# PROBLEM TO WORK ON:
Look through the lines below and copy each one that includes "stoptimes".
---------- ENTRIES PROVIDED ----------
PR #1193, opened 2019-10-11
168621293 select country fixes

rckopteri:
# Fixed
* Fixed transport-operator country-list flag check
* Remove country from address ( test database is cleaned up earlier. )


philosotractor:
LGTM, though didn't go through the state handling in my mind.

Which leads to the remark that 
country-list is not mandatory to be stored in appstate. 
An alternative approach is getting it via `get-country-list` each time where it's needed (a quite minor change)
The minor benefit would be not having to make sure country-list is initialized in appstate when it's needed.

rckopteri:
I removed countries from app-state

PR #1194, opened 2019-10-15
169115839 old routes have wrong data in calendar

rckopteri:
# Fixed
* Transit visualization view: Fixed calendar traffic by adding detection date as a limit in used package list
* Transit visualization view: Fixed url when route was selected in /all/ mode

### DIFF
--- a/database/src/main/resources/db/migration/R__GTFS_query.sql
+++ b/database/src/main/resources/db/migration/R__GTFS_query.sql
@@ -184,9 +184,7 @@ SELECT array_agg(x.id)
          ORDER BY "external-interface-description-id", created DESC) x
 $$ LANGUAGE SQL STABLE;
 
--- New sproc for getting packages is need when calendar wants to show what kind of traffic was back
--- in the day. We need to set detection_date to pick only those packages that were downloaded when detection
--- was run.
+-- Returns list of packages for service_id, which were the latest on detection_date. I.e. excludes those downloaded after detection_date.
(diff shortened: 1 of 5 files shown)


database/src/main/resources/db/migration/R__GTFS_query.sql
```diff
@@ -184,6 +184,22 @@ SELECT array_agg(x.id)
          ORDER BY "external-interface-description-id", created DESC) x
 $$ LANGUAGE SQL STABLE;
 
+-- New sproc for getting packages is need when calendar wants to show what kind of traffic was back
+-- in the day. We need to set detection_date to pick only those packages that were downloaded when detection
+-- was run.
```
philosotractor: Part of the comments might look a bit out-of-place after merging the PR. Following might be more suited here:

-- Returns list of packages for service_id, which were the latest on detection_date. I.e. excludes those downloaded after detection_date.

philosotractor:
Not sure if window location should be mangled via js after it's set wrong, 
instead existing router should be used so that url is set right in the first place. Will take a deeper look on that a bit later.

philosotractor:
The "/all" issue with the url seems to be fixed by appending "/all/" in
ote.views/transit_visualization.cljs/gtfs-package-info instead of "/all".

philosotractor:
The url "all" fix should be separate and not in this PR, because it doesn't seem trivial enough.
----------
---------- ENTRIES PROVIDED ----------
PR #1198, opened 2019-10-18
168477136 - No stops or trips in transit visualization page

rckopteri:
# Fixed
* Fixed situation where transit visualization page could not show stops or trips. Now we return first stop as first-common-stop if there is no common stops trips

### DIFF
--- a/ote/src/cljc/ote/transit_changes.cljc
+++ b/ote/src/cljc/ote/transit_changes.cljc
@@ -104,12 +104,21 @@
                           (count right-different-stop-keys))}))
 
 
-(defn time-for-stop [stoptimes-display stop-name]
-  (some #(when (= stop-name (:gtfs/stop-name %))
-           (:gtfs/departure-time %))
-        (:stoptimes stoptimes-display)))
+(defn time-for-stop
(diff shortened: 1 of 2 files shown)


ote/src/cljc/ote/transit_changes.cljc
----------
---------- ENTRIES PROVIDED ----------
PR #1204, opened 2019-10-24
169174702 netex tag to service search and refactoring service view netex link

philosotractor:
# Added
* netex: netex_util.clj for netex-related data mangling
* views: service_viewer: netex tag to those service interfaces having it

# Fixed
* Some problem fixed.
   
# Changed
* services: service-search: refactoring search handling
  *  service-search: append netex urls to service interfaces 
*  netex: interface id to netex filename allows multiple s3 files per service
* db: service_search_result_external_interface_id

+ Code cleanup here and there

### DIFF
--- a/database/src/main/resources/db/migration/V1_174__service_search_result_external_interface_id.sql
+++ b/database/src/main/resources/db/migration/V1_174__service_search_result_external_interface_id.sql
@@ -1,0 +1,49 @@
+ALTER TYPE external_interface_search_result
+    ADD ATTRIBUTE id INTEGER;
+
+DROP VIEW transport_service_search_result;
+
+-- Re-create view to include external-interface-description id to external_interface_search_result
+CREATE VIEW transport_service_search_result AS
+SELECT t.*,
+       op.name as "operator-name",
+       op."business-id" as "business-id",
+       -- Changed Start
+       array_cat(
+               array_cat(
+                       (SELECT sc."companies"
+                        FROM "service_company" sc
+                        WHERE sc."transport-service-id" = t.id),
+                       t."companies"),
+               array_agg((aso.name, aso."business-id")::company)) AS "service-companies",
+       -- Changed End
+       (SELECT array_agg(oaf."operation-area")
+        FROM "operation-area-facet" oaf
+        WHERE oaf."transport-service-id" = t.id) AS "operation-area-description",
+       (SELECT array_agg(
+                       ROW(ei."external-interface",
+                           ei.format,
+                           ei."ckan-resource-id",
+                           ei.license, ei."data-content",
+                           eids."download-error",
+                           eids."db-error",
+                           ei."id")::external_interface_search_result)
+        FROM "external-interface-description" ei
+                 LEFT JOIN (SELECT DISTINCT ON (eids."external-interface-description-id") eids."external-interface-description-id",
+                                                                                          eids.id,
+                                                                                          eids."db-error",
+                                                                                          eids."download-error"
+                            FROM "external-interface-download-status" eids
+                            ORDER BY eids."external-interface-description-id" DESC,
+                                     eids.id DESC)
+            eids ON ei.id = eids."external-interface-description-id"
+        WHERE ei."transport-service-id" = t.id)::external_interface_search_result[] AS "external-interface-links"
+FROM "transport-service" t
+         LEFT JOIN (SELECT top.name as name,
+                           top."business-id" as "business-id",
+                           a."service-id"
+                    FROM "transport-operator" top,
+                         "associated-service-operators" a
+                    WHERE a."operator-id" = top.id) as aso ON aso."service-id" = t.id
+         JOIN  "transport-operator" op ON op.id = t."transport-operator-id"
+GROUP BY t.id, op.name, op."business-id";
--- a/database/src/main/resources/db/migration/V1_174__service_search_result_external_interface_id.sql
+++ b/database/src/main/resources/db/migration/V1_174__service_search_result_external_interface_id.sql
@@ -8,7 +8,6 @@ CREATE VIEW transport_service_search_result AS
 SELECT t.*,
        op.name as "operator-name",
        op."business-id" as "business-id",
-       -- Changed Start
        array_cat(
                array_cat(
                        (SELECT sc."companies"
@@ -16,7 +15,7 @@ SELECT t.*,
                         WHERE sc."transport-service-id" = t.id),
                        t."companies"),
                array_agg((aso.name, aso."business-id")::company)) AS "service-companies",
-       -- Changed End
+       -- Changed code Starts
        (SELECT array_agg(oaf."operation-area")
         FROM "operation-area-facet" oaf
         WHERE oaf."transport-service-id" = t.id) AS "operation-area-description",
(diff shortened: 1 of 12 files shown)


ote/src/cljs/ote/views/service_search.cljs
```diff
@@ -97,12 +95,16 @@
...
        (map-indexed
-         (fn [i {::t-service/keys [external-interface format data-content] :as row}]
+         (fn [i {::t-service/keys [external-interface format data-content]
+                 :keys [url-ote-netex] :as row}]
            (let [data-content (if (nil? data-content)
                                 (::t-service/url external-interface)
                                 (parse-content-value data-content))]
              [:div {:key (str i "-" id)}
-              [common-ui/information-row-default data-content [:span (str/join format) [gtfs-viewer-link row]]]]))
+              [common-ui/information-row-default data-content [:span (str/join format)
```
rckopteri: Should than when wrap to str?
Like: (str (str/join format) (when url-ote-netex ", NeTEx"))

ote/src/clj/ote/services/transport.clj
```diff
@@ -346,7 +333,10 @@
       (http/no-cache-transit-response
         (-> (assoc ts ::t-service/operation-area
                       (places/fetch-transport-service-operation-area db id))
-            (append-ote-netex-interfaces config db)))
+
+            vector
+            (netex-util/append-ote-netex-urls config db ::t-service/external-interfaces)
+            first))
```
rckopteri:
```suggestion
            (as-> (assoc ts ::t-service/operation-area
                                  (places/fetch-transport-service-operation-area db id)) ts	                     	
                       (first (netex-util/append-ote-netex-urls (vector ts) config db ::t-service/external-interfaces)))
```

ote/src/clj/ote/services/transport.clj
----------
# EXERCISE RESULT:
-(defn time-for-stop [stoptimes-display stop-name]
-        (:stoptimes stoptimes-display)))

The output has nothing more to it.